PR #348, opened 2018-02-26
Cherry picked documentation and tests from work in progress metadata upload

kanishka-azimi:
- add type signatures and more verbose variable names
- add unit test and notes for future unit tests

Trimming down work in progress branch.

cc: @chreekat

### DIFF
--- a/src/Databrary/Action/Form.hs
+++ b/src/Databrary/Action/Form.hs
@@ -7,18 +7,25 @@ import qualified Data.Map.Strict as Map
 import Data.Maybe (fromMaybe)
 import Data.Word (Word64)
 import qualified Network.Wai as Wai
+import Network.Wai.Parse (FileInfo)
 
 import Databrary.Has (peeks)
 import Databrary.HTTP.Form.Data
 import Databrary.HTTP.Parse
 import Databrary.Action.Types
+import qualified Databrary.JSON as JSON
 
 getFormData :: FileContent a => [(BS.ByteString, Word64)] -> ActionM (FormData a)
-getFormData fs = do
-  f <- peeks $ FormData . Map.fromList . Wai.queryString
-  c <- parseRequestContent (fromMaybe 0 . (`lookup` fs))
+getFormData fileLimits = do
+  (mkFormData
+   :: Map.Map BS.ByteString BS.ByteString -> Maybe JSON.Value -> Map.Map BS.ByteString (FileInfo a) -> FormData a)
+    <- peeks $ (\httpReq -> (FormData . Map.fromList . Wai.queryString) httpReq)
+  (c :: Content a) <- parseRequestContent getFileMaxSizeByFieldName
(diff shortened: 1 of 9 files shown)


src/Databrary/Action/Form.hs
```diff
@@ -7,18 +7,25 @@ import qualified Data.Map.Strict as Map
...
 import Databrary.HTTP.Parse
 import Databrary.Action.Types
+import qualified Databrary.JSON as JSON
 
 getFormData :: FileContent a => [(BS.ByteString, Word64)] -> ActionM (FormData a)
-getFormData fs = do
-  f <- peeks $ FormData . Map.fromList . Wai.queryString
-  c <- parseRequestContent (fromMaybe 0 . (`lookup` fs))
+getFormData fileLimits = do
+  (mkFormData
```
chreekat: +1 mkFormData, -1 to its huge (and scoped) type sig. Ok for temp cleanup I guess.

chreekat: I'm not a fan of eta abstraction (explicit function arguments) in the cases where they are easy to avoid. In this particular case it's pure noise

src/Databrary/Controller/Party.hs
```diff
@@ -125,12 +125,17 @@ processParty api p = do
     orcid <- "orcid" .:> deformNonEmpty (deformRead blankORCID)
     affiliation <- "affiliation" .:> deformNonEmpty deform
     url <- "url" .:> deformNonEmpty deform
-    avatar <- "avatar" .:>
-      (maybe (deformOptional $ return Nothing) (\a -> do
-        f <- deformCheck "Must be an image." formatIsImage =<<
-          deformMaybe' "Unknown or unsupported file format."
-          (getFormatByFilename (fileName a))
-        return $ Just $ Just (a, f)) =<< deform)
+    (avatar :: (Maybe (Maybe (FileInfo TempFile, Format)))) <- "avatar" .:> do
```
chreekat: Ok, if Deform needs lots of `(Maybe (Maybe ...))`, I agree it needs work.

test/Databrary/HTTP/Form/DeformTest.hs
```diff
@@ -0,0 +1,71 @@
...
+
+import Databrary.HTTP.Form.Deform
+
+tests :: TestTree
+tests = testGroup "Databrary.HTTP.Form.DeformTest"
+    [ testCase "textInteger-1" (textInteger "1" @?= Right (1::Int))
+    
+    ]
+
+-- usages:
```
chreekat: I'm not a fan of code clutter. I'd rather put this whole thing in an Issue. This may be a difference of opinion, not saying one way is necessarily better.

kanishka-azimi:
Will keep those preferences in mind. I can agree with some, others we can duke out in future PRs!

● WHAT YOU WILL DO
Could you copy each line in the listing above that includes the word "agree"?

● OUTPUT OF THE TASK
chreekat: Ok, if Deform needs lots of `(Maybe (Maybe ...))`, I agree it needs work.
Will keep those preferences in mind. I can agree with some, others we can duke out in future PRs!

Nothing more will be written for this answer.